The wasm version of lld (which I work on) also defaults to GNU style (https://github.com/llvm/llvm-project/blob/9989b859efccafacb0cc1f8d393d8b9fc49f4037/lld/wasm/Driver.cpp#L168) although the other lld flavors have logic that matches that in this change.

Do wasm-ld and clang need updating too?

ruiu added a comment.Mar 4 2020, 1:05 AM

lld's default choices are different among platforms as we are trying to match the native linkers' behaviors. So is true to clang; if you invoke clang as clang-cl (which is a Microsoft-compatible compiler driver), the value is set to Windows by default. I think we didn't have any other policy than this, as we are creating drop-in replacements.

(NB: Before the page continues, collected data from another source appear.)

PR #14825, opened 2025-01-14
Rename/deprecate `range` to `slice`

### LINKED ISSUE #14130: Consider renaming `range` to `slice`
### Related problem

The current command `range` permits you to subset a `list(stream)` with an argument of the *type* `range`.
To get the same(-ish) behavior as the `range` *type* you can use the command `seq`, which generates a sequence of values akin to the standalone `seq` util. (to the user it appears the same as viewing a range type with `table` which is the standard output formatter of any pipeline)

The behavior of `range` not creating a range type may be a bit confusing or otherwise less discoverable than the active verb what it does (instead of what its positional argument should be)

I would suggest using `slice` as a name for the command.

- #14128 

_No response_

sholderbach:
# Description
As the `range` command has an ambiguous name (does it construct a range type?, does it iterate a range like `seq`) replace it with a more descriptive verb of what it does: `slice`

Closes #14130
# User-Facing Changes
`range` is now deprecated and replaced in whole by `slice` with the same behavior.
`range` will be removed in `0.103.0`

# Tests + Formatting
Tests have been updated to use `slice`

# After submitting

- [ ] prepare PR for `nu_scripts` (several usages of `range` to be fixed)
- [ ] update documentation usages of `range` after release

### DIFF
--- a/crates/nu-command/src/default_context.rs
+++ b/crates/nu-command/src/default_context.rs
@@ -79,6 +79,7 @@ pub fn add_shell_command_context(mut engine_state: EngineState) -> EngineState {
             Skip,
             SkipUntil,
             SkipWhile,
+            Slice,
             Sort,
             SortBy,
             SplitList,
--- a/crates/nu-command/src/filters/mod.rs
+++ b/crates/nu-command/src/filters/mod.rs
@@ -40,6 +40,7 @@ mod select;
 #[cfg(feature = "rand")]
 mod shuffle;
 mod skip;
+mod slice;
 mod sort;
 mod sort_by;
 mod take;
@@ -99,6 +100,7 @@ pub use select::Select;
 #[cfg(feature = "rand")]
 pub use shuffle::Shuffle;
 pub use skip::*;
+pub use slice::Slice;
 pub use sort::Sort;
 pub use sort_by::SortBy;
 pub use take::*;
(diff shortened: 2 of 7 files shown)


fdncred:
We need a label for `pr:i-mean-bigggggg-breaking-change` 😆

sholderbach:
It's just the command `range` and not anything regarding the type, but based on the hits in `nu_scripts` alone it will cause some churn

fdncred:
I searched for `range` in nu_scripts and that was a mistake, 537 hits. But `| range` wasn't too bad, 28 and `|range` was 3. I could support renaming it and fixing those 31 hits.

WindSoilder:
I checked some other repos I used:
- zoxide
- starship
- atuin
And I didn't find a usage of `range`.

fdncred:
Thanks

AucaCoyan:
Hi!
Yeah, I come from updating to `nu_scripts` to the latest commit and it breaks nushell 101.
image

102 is yet unreleased, (probably coming soon).
For the time being, I checkout the previous commit of nu_scripts `1f6ee6c86d4a727b5ef5d6f59f69e36360b21ab9` and hold it there until a new version of nushell is released 😊.

fdncred:
yup, i landed the nu_scripts repo early. my fault. however, if you run the latest nightly or build from the main branch, you'll be fine @AucaCoyan

AucaCoyan:
Nah, don't worry! a `main` branch is a main branch, I'm mixing a release (nu 0.101) with nu scripts on main branch, so I take it as user error 😂.
Thanks for the recommendation though!

PR #14832, opened 2025-01-15
Use non-canonicalized paths in shell integrations

### LINKED ISSUE #14619: OSC support - avoid canonicalized path
### Describe the bug

When I duplicate a tab in Windows Terminal with `osc9_9` enabled in `config.nu`, if my current working directory is in a mapped network drive, the duplicated tab shows the current working directory as a canonicalized [UNC path](https://en.wikipedia.org/wiki/Path_(computing)#UNC). UNC paths are annoying for various reasons, but the truly unexpected consequence is that the duplicated tab has a different `$env.PWD`, for example.

Canonicalizing a paths to a network drive often (always?) results in a UNC path. This is a known Rust issue: https://github.com/rust-lang/rust/issues/42869

I suggest using [`std::path::absolute`](https://doc.rust-lang.org/std/path/fn.absolute.html) (although it does not resolve symlinks or access the filesystem) instead of [`std::fs::canonicalize`](https://doc.rust-lang.org/beta/std/fs/fn.canonicalize.html) before sending the path to [the terminal using OSC 9](https://github.com/nushell/nushell/issues/10166).

Another alternative is to replace the UNC prefix with the mapped network drive letter whenever possible.

Yet another alternative is to simply send up `$env.PWD`.

Thoughts on this?

### How to reproduce

1. Set `osc9_9` to `true` in `config.nu`
1. Open nushell in Windows Terminal
1. Change working directory to a mapped network drive
1. Duplicate the tab. Notice that the current working directory changed to the full UNC path

### Expected behavior

I expected the current working directory to be identical to the tab that was duplicated.

Perhaps this should affect more than just the OSC 9 path... like the window title, etc?

### Configuration

| version            | 0.100.0                                  |
| minor              | 100                                      |
| commit_hash        | 30f98f7e64a63a159ce70f02aa6c4c1196cd9ca7 |
| rust_channel       | 1.80.1-x86_64-pc-windows-msvc            |
| build_time         | 2024-11-13 03:41:33 +00:00               |
| installed_plugins  | query 0.100.0                            |

ChrisDenton:
This simply replaces uses of the deprecated function `current_dir_str` with `EngineState::cwd_as_string` in `run_shell_integration_*` functions. The main difference being that the latter does not canonicalize paths.

Fixes #14619

### DIFF
--- a/crates/nu-cli/src/repl.rs
+++ b/crates/nu-cli/src/repl.rs
@@ -19,7 +19,7 @@ use miette::{ErrReport, IntoDiagnostic, Result};
 use nu_cmd_base::util::get_editor;
 use nu_color_config::StyleComputer;
 #[allow(deprecated)]
-use nu_engine::{current_dir_str, env_to_strings};
+use nu_engine::env_to_strings;
 use nu_parser::{lex, parse, trim_quotes_str};
 use nu_protocol::{
     config::NuCursorShape,
@@ -971,8 +971,7 @@ fn run_shell_integration_osc2(
     stack: &mut Stack,
     use_color: bool,
 ) {
-    #[allow(deprecated)]
-    if let Ok(path) = current_dir_str(engine_state, stack) {
+    if let Ok(path) = engine_state.cwd_as_string(Some(stack)) {
         let start_time = Instant::now();
 
         // Try to abbreviate string for windows title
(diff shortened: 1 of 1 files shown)


sholderbach (approved):
Thanks! Sounds good to me. We shouldn't have otherwise non-standard stuff like `..` or even `...` in the CWD from cd.

PR #14837, opened 2025-01-15
feat(lsp): workspace wide operations: `rename/goto references`

blindFS:
# Description

goto reference:

image

rename:

image

Caveats:
1. Module reference/rename is not supported yet
2. names in `use` command should also be renamed, which is not handled now
3. workspace wide actions can be time-consuming, as it requires parsing of all `**/*.nu` files in the workspace (if its text contains the name). Added a progress bar for such requests.
4. In case these requests are triggered accidentally in a root folder with a large depth, I hard-coded the max depth to search to 5 right now.

# User-Facing Changes

# Tests + Formatting

Limited test cases

# After Submitting

### DIFF
--- a/crates/nu-lsp/src/workspace.rs
+++ b/crates/nu-lsp/src/workspace.rs
@@ -1,0 +1,581 @@
+use lsp_textdocument::FullTextDocument;
+use nu_parser::parse;
+use std::{
+    collections::{BTreeMap, HashMap},
+    fs,
+    path::{Path, PathBuf},
+};
+use wax::{Glob, WalkBehavior};
+
+use crate::{
+    ast::find_reference_by_id, path_to_uri, span_to_range, uri_to_path, Id, LanguageServer,
+};
+use lsp_server::{Message, Request, Response};
+use lsp_types::{
+    Location, PrepareRenameResponse, ProgressToken, Range, ReferenceParams, RenameParams,
+    TextDocumentPositionParams, TextEdit, Uri, WorkspaceEdit, WorkspaceFolder,
+};
+use miette::{miette, IntoDiagnostic, Result};
+use nu_protocol::{engine::StateWorkingSet, Span};
+use serde_json::Value;
+
+impl LanguageServer {
+    /// get initial workspace folders from initialization response
+    pub fn initialize_workspace_folders(&mut self, init_params: Value) -> Result<()> {
+        if let Some(array) = init_params.get("workspaceFolders") {
+            let folders: Vec<WorkspaceFolder> =
+                serde_json::from_value(array.clone()).into_diagnostic()?;
+            for folder in folders {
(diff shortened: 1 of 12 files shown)


crates/nu-lsp/src/workspace.rs
```diff
@@ -0,0 +1,583 @@
...
+                        range: *range,
+                    })
+                })
+                .collect(),
+        )
+    }
+
+    /// 1. Parse current file to find the content at the cursor that is suitable for a workspace wide renaming
+    /// 2. Parse all nu scripts in the same workspace folder, with the variable/command name in it.
+    /// 3. Store the results in `self.occurrences` for later rename quest
```
fdncred, line 103: I love these types of comments. Comments that explain what's supposed to be happening are so valuable to those that have to maintain the code long after the PR.

crates/nu-lsp/src/workspace.rs
```diff
@@ -0,0 +1,583 @@
...
+        let pattern = format!("{}/**/*.nu", path.to_string_lossy());
+        let (prefix, glob) = Glob::new(&pattern).ok()?.partition();
+        let path = canonicalize_with(&prefix, &path).ok()?;
+        Some(
+            glob.walk_with_behavior(
+                path,
+                WalkBehavior {
+                    // NOTE: as the progress is not cancellable ATM,
+                    // hard coded the max depth allowed in case it's triggered by accident
+                    depth: 5,
```
fdncred, line 249: I'm totally fine with a limitation like this initially but we need to remember to circle back because I could see how this could be a problem with just a few files but a lot of folders.

fdncred:
nice work on this. i'm excited to play with it. thanks for continuing to work at making our lsp better!!! ❤️

blindFS:
@fdncred I'm debugging the glob empty issue of windows with GitHub workflow actions on my fork. Any suggestion of how to fix it?

fdncred:
use nu_glob instead of wax? i'm not sure if depth can be limited there though. the other alternative, if it's what i'm saying with drive letters is to make sure you're on the same drive and then just remove the drive letter and colon. this won't work `D:\some\path\**\*.nu` but this will if you're on d drive `\some\path\**\*.nu`.

blindFS:
I've removed the max depth limitation, guess I need to make it cancellable then. It's not very straight forward to implement in this synchronous style, maybe I need to try tower-lsp.

fdncred:
I've looked at tower-lsp before and I have no objections with it. We can also land this as is, so it's easier to work with, and come back to tower-lsp (or an alternative) in a later PR.

fdncred:
Do you want to land this or continue working on it with tower-lsp or something else?

blindFS:
@fdncred Up to you.

fdncred:
Let's move along and if the glob without depth becomes an issue we can work on it then.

As to wasm-ld, I don't think you need to care about compatibility, as this is the first (and perhaps the only?) linker for wasm. So I would stick with GNU-style quoting instead of make it vary depending on platform to keep it simple.

gbreynoo added a comment.EditedMar 4 2020, 1:12 AM

Hi sbc100, thanks for highlighting this inconsistency. I think ideally for the sake of consistency, wasm-ld and clang would be updated too. I wonder if it would be worth the effort to have some kind of shared implementation for this?

Regarding Rui's point, I think there is a balance with giving Windows users the command line behaviour they expect. Is it least surprising to them that there is difference in default behaviour between platforms or that the default behaviour for Windows is not Windows style?

sbc100 added a comment.Mar 4 2020, 4:40 AM

This issue we in emscripten is really consistency. We have a compiler driver that invokes clang, llvm-ar, llvm-nm, and wasm-ld. We have logic that uses response files for long command lines. I think it's reasonable to expect that all the tools should have the same default, no? Otherwise each subprocess callsite needs to encode the rsp style .. per tool and per platform.

ruiu added a comment.Mar 5 2020, 11:26 PM

Yeah, that's another type of consistency, and if you feel that that consistency is more important, feel free to make a change to wasm-ld so that the tool defaults to runtime OS's rsp-quoting style.